Predigt über Apostelgeschichte 8 im Nachteulengottesdienst

  • 21.05.2017 , 5. Sonntag nach Ostern – Rogate
  • Pfarrer Hundertmark

Predigt zum Nachteulengottesdienst „Bildung“ über Acta 8 – Der Kämmerer aus Äthiopien,

21.5.2017, St. Thomas zu Leipzig um 18 Uhr

 "Verstehst Du auch, was du da liest", fragt Philippus den Kämmerer. Die rhetorische Frage wird auch gleich beantwortet. Wie kann ich, wenn es mir niemand erklärt?

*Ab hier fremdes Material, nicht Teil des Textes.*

Issue #33, opened 2018-02-04
PackageReference assemblies not returned by GetReferences() for full framework projects


jmezach:
It seems that GetReferences() on ProjectAnalyzer doesn't return assemblies from NuGet packages if PackageReference is being used instead of packages.config. This causes compilation errors in Roslyn workspaces.

Interestingly this only seems to be a problem when the host is .NET Core. It works just fine when the host is .NET Framework. I added some tests in this [commit](https://github.com/jmezach/Buildalyzer/commit/1cb084b5c640e629df574dcf3e5d7b11952145bf) that show this behaviour. I also see errors in the test output which are very similar to #29.

daveaglick:
I suspect the problem here is that the NuGet targets that know how to handle `PackageReference` are only included with the .NET Core SDK. It's possible that Visual Studio does some magic to locate those targets even for classic .NET project files. I also see an interesting comment to the docs [here](https://docs.microsoft.com/en-us/nuget/consume-packages/package-references-in-project-files):

```
PackageReference can be used with non-NETCore projects if the project system supports it--so the real answer depends on Unity itself. As for NuGet, it checks if the project supports VSProject4 to determine if it can read/write PackageReferences
```

This also suggests there's some kind of connection to the VS project system.

Are you able to submit your tests as a PR and I'll bring them in. Once we've got the failing tests merged we can take it from there.

jmezach:
Sure thing. Created #37.

jmezach:
Looks like this got worse. I'm now completely unable to use this library to load up a full framework solution which has project to project references. Not sure what changed, but I think it has to do with a recent Visual Studio update. Any progress on this issue?

daveaglick:
Not with this issue specifically, but I'll be pushing a new release within the hour that addresses the broader problems you described. Recently, every time VS or the .NET Core SDK updates Buildalyzer breaks because the MSBuild APIs that it uses aren't compatible with the newest MSBuild stuff in the SDK.

daveaglick:
Been chasing this down and I'm pretty sure at this point that the .NET Core SDK can't build legacy project files that use `PackageReference` (even though it _can_ build legacy project files). The problem is a missing `ResolveNugetPackageAssets` target:

![2018-06-22_13h40_02](https://user-images.githubusercontent.com/1020407/41791326-6f10c6fe-7623-11e8-9fb8-b4b21bc82c3f.png)

[...]

PR #37, opened 2018-02-17
Add tests for PackageReference projects

jmezach:
This PR adds tests for projects that use PackageReference instead of packages.config. Some of them are failing as noted in daveaglick/Buildalyzer#33.


daveaglick:
Thanks! I may end up commenting these out in master and then uncommenting them when I work on the issue (so don't panic when you see I've turned the new tests off - I'm working on them locally).

Issue #38, opened 2018-02-18
Outputs get cleaned


dfederm:
It seems to kind of defeat the purpose of a design-time build to do a clean beforehand. If the project were previously built via normal methods, the outputs will disappear after doing a design-time build.

It seems like at the very least this should be a flag,

daveaglick:
IIRC there was a reason why I ended up forcing a clean - something about .NET Core builds getting confused if the obj directory was hanging around from a previous build. I'd need to go back and take a closer look to be sure.

I'd be fine making it a switch though - the default behavior would need to stay the same so we don't break anyone.

dfederm:
Thanks for the context. PR with the addition of a flag is out :)

PR #40, opened 2018-02-22
Allow the Clean before Compile to be turned off

dfederm:
Fixes: #38

### DIFF
--- a/src/Buildalyzer/AnalyzerManager.cs
+++ b/src/Buildalyzer/AnalyzerManager.cs
@@ -1,16 +1,12 @@
 ﻿using System;
-using System.Collections;
 using System.Collections.Generic;
 using System.IO;
-using System.Runtime.Loader;
-using System.Text;
-using System.Xml;
-using Microsoft.Build.Framework;
-using Microsoft.Extensions.Logging;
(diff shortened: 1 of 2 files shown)


dlech:
This would be useful to me as well.

This is totally a matter of personal preference, but I'm wondering if it would be better to introduce a new AnalyzerManagerOptions class for passing options instead of adding more parameters to the AnalyzerManager constructor for each option. The AnalyzerManagerOptions would just be a class with read/write properties for each option. This way, to add a new option, you just add a new property to AnalyzerManagerOptions rather than ending up with a really long parameter list.

Example:

```C#
var manager = new AnalyzerManager(new AnalyzerManagerOptions {
    LoggerFactory = MyLoggerFactory,
    LoggerVerbosity = LoggerVerbosity.Quiet,
    CleanBeforeCompile = false
});
```

dfederm:
@dlech Completely agree about an options model, as the params are starting to get unruly. I'll leave that design decision to @daveaglick though :)

daveaglick:
Totally agree the constructor is doing too much, opened #44 to take a look at that after I merge this PR (thanks, BTW!). Will be looking to merge this in the next few days.

PR #41, opened 2018-02-22
Allow for custom build environments

dfederm:
I have a scenario where a custom build environment is used (effectively an xcopy install of MsBuild), so this change allows a `BuildEnvironment` to be explicitly provided. I ended up refactoring `BuildEnvironment` to be just a POCO and `EnvironmentFactory` contains all the logic previously contained in the subclasses and still provides good defaults.


daveaglick:
I like this change a whole lot, nice work. Out of curiosity, which team are you on?

dfederm:
@daveaglick I work on [CloudBuild](https://www.microsoft.com/en-us/research/publication/cloudbuild-microsofts-distributed-and-caching-build-service/) at Microsoft specifically on the build engine part of it. I share the same manager as the MsBuild folks as well, so this project interested me on a few levels :)

PR #45, opened 2018-03-27
Changed MSBuild Project construction to set project file path

jirikopecky:
This resolves usage of properties like MSBuildThisFileDirectory in project files.

I had actually taken the code from Roslyn MSBuild Workspaces project:
https://github.com/dotnet/roslyn/blob/master/src/Workspaces/Core/Desktop/Workspace/MSBuild/ProjectFile/ProjectFileLoader.cs#L54


daveaglick:
Thanks a ton for this! A new release will go out soon (possibly today).

PR #59, opened 2018-06-23
Adds ability to set Global Properties at the AnalyzerManager level

### LINKED ISSUE #52: Suggestion: Allow solution (project) global properties to be controlled via AnalyzerManager
I have a situation in which I'm loading a Web Application project using .NET Core. The following lines in that project type are problematic:

```
<VSToolsPath Condition="'$(VSToolsPath)' == ''">$(MSBuildExtensionsPath32)\Microsoft\VisualStudio\v$(VisualStudioVersion)</VSToolsPath>

<Import Project="$(VSToolsPath)\WebApplications\Microsoft.WebApplication.targets" Condition="'$(VSToolsPath)' != ''" />
```

Since `VSToolsPath` is undefined and `MSBuildExtensionsPath32` is set to `C:\Program Files\dotnet\sdk\<version>`, MSBuild ends up trying to load `C:\Program Files\dotnet\sdk\<version>\Microsoft\VisualStudio\v$(VisualStudioVersion)\WebApplications\Microsoft.WebApplication.targets`, which obviously doesn't exist (that file resides in the Visual Studio install directory). This causes `AnalyzerManager.GetWorkspace()` to blow up.

I've (very nastily) worked around this by calling `Environment.SetEnvironmentVariable("VSToolsPath", <path_to_necessary_directory>)`, but the issue would be totally avoided if I could somehow pass these values to `AnalyzerManager` when constructing it or calling `GetWorkspace()`. Unfortunately, Buildalyzer currently doesn't expose the global/environment variables it sets to allow for mutation, so that's not an option - but I propose it should be! :)

dfederm:
Adds ability to set Global Properties at the `AnalyzerManager` level. Also allows setting environment variables and fixes global property leak when sharing a `BuildEnvironment`.

Closes #52

### DIFF
--- a/src/Buildalyzer/ProjectAnalyzer.cs
+++ b/src/Buildalyzer/ProjectAnalyzer.cs
@@ -1,5 +1,6 @@
 ﻿using System;
 using System.Collections.Generic;
+using System.Collections.ObjectModel;
 using System.IO;
 using System.Linq;
 using System.Xml;
@@ -26,6 +27,10 @@ namespace Buildalyzer
         private Project _project = null;
         private ProjectInstance _compiledProject = null;
 
+        // Project-specific global properties and environment variables
+        private readonly Dictionary<string, string> _globalProperties = new Dictionary<string, string>(StringComparer.OrdinalIgnoreCase);
+        private readonly Dictionary<string, string> _environmentVariables = new Dictionary<string, string>(StringComparer.OrdinalIgnoreCase);
+
         public AnalyzerManager Manager { get; }
 
         public string ProjectFilePath { get; }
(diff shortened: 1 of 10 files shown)


src/Buildalyzer/ProjectAnalyzer.cs
```diff
@@ -186,16 +202,66 @@ public void SetGlobalProperty(string key, string value)
...
+        public void SetEnvironmentVariable(string key, string value)
+        {
+            if (_project != null)
+            {
+                throw new InvalidOperationException("Can not change environment variables once project has been loaded");
+            }
+            _environmentVariables[key] = value;
+        }
+
+        // Note the order of precedence (from least to most)
```
dfederm: Basically the `BuildEnvironment` variables are applied first, then the `AnalyzerManager` ones are applied (which may override the `BuildEnvironment` ones), and finally the `ProjectAnalyzer` ones are applies, which can override the other two.

daveaglick:
I love everything about this PR - very nice work!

Bibellesen bildet, liebe Gemeinde. Bibellesen bildet nicht nur den eigenen Glauben, sondern führt mich direkt in die Auseinandersetzung mit dem Evangelium, der frohen Botschaft Gottes. Auseinandersetzung deshalb, weil die Bibel geradezu herausfordert, Fragen aufwirft und hin und wieder so einiges im gewohnten Trott durcheinander bringt. Von Umkehr erzählt sie, wie von Geborgenheit. Von Sehnsucht und von in Segen aufgehobenen Ängsten ebenso, wie von der Konsequenz einer Nachfolge dessen, der mit Liebe und Frieden Menschen veränderte. Auf dieser Spur wollen wir gehen, mit Neugier, was es alles zu entdecken gibt, wenn jemand nach Gott fragt. Zu drei Gedanken darf ich sie heue Abend einladen:

1.) Bildungsverantwortung aus evangelischer Sicht

1524 schreibt Martin Luther „An die Ratsherren aller Städte deutschen Landes, das sie christliche Schulen aufrichten und halten sollen.“ Diese Schrift ist gewissermaßen eine logische Schlussfolgerung seiner Bibelübersetzungstätigkeit. Denn mit der Aufforderung, die Heilige Schrift in der eigenen Sprache lesen und verstehen zu lernen, ging einher, dass allen die Möglichkeit geboten wird, sich das Lesen aneignen zu können. Luther wollte das klösterliche Bildungsmonopol brechen. Denn seiner Meinung nach, wurde dort nur Mist gelehrt und sich weiter und weiter von den Grundgedanken der Heiligen Schrift entfernt.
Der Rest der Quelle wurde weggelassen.